**YOUR TASK**
Below are the records; copy each line in them that holds the word "causes".

── GIVEN RECORDS ──

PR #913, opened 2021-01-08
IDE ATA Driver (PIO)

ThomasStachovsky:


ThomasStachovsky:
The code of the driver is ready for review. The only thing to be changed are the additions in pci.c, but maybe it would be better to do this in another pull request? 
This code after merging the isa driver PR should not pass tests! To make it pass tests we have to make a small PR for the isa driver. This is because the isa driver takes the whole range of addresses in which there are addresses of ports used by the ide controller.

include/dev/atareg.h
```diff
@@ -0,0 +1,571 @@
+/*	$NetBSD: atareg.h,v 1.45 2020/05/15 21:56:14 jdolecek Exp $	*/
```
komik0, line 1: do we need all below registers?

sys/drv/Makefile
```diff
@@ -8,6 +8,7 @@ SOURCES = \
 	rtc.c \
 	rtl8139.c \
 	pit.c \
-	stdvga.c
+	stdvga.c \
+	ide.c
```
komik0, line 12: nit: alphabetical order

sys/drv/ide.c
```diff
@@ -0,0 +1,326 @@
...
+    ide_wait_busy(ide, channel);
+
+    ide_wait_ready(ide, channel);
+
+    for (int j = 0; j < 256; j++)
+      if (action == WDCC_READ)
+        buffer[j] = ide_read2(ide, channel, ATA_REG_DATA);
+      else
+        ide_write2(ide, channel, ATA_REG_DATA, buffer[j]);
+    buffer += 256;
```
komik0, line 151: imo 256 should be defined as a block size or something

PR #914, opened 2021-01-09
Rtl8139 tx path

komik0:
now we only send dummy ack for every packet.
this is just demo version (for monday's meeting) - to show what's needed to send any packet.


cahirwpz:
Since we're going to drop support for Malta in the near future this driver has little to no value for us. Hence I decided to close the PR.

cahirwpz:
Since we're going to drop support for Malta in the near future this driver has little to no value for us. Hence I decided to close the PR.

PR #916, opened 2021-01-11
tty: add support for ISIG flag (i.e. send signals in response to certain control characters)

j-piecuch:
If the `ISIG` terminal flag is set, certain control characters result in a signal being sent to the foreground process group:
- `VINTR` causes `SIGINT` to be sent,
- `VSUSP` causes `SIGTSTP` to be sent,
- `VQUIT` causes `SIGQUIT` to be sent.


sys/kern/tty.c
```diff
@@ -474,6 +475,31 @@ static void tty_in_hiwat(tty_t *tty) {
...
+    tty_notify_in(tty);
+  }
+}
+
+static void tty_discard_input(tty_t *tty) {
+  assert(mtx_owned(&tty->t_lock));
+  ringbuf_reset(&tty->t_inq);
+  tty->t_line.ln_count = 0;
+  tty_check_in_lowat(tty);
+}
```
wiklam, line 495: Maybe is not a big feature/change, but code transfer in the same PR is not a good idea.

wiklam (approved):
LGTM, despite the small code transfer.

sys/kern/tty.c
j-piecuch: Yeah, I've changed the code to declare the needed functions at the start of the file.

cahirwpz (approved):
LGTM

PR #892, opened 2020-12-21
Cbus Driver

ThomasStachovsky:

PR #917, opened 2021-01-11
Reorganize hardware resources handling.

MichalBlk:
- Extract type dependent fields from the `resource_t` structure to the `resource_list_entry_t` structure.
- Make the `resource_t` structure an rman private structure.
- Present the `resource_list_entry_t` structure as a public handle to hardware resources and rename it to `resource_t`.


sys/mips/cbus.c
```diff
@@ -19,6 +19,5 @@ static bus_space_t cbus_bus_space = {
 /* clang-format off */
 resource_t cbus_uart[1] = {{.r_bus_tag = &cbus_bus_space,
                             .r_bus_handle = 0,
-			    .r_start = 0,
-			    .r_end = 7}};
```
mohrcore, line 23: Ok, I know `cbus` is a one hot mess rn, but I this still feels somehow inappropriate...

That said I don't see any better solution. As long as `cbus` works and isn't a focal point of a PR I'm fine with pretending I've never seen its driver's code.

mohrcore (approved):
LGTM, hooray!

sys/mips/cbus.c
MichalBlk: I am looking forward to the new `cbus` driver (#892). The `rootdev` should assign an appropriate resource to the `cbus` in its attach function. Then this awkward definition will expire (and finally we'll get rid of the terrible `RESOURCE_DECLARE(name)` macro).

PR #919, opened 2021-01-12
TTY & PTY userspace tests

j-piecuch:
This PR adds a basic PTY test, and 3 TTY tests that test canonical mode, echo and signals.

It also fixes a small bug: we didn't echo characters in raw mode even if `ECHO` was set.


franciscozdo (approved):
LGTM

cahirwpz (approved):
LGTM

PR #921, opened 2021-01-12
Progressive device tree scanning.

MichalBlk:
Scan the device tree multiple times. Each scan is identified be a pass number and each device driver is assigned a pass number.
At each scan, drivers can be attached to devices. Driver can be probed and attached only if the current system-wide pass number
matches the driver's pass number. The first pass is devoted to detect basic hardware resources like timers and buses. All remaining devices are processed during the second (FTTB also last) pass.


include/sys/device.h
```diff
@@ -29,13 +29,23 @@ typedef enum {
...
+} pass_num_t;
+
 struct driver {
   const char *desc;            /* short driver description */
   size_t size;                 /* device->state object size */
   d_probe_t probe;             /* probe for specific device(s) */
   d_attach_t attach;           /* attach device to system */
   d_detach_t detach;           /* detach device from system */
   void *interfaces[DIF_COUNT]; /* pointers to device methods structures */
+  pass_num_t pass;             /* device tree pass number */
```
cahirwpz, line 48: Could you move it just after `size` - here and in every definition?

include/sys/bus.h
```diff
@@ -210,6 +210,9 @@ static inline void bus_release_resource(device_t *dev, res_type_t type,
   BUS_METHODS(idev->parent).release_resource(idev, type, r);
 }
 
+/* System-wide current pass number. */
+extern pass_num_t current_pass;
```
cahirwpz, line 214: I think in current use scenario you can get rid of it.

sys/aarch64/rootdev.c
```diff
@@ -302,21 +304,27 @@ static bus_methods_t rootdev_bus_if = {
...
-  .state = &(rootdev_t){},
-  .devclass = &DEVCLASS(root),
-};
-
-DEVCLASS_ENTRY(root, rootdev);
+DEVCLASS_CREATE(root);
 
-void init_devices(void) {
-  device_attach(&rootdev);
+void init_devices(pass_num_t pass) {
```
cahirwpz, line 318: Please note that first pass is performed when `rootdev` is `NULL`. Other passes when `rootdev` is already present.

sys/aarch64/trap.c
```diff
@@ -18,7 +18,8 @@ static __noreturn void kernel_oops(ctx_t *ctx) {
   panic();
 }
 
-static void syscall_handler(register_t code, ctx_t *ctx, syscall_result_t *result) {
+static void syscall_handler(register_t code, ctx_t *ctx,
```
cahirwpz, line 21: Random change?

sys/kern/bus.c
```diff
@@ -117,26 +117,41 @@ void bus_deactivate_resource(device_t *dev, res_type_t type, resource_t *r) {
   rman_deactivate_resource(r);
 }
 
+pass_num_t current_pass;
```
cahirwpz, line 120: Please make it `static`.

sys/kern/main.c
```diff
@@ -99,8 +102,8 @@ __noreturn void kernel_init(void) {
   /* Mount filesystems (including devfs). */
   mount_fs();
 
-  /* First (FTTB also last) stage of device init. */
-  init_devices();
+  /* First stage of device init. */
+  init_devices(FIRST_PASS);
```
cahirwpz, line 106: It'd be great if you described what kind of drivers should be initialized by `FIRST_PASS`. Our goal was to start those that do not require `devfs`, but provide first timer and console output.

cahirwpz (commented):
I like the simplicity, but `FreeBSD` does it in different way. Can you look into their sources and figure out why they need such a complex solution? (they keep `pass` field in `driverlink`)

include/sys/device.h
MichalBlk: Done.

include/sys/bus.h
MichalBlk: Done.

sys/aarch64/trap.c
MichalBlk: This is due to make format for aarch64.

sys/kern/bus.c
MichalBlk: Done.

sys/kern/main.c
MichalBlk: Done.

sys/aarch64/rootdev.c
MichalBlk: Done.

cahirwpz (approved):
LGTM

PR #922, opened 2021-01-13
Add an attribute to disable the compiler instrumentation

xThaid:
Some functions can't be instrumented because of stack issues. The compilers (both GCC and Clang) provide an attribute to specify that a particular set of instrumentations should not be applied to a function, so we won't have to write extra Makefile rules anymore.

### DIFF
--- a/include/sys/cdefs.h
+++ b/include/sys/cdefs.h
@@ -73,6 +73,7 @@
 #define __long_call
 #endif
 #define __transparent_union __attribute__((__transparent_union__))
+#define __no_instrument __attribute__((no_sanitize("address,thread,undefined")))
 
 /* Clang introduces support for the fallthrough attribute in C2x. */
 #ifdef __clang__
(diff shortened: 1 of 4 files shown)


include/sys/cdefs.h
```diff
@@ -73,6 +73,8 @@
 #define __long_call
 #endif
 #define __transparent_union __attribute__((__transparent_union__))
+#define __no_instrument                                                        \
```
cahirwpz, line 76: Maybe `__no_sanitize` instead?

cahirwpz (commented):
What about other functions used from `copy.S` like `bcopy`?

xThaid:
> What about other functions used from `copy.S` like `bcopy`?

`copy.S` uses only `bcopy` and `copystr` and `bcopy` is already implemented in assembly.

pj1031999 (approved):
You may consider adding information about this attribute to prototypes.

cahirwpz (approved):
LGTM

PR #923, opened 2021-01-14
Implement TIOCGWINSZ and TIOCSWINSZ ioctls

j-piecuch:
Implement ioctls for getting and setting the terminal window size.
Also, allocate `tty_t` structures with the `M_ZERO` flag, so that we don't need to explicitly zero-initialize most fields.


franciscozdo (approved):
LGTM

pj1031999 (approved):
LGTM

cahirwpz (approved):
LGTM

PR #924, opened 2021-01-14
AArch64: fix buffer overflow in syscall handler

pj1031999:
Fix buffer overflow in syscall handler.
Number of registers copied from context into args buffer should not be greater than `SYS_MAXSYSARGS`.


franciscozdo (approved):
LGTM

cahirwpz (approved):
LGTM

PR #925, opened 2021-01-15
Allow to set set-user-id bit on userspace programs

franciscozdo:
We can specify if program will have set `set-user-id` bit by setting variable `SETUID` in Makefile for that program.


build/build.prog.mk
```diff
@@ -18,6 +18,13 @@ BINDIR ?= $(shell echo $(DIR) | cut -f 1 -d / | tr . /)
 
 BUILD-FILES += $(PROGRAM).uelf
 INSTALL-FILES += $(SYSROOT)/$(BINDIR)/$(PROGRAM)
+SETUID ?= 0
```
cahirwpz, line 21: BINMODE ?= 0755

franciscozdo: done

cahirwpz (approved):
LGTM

───

**COMPLETED TASK**
- `VINTR` causes `SIGINT` to be sent,
- `VSUSP` causes `SIGTSTP` to be sent,
- `VQUIT` causes `SIGQUIT` to be sent.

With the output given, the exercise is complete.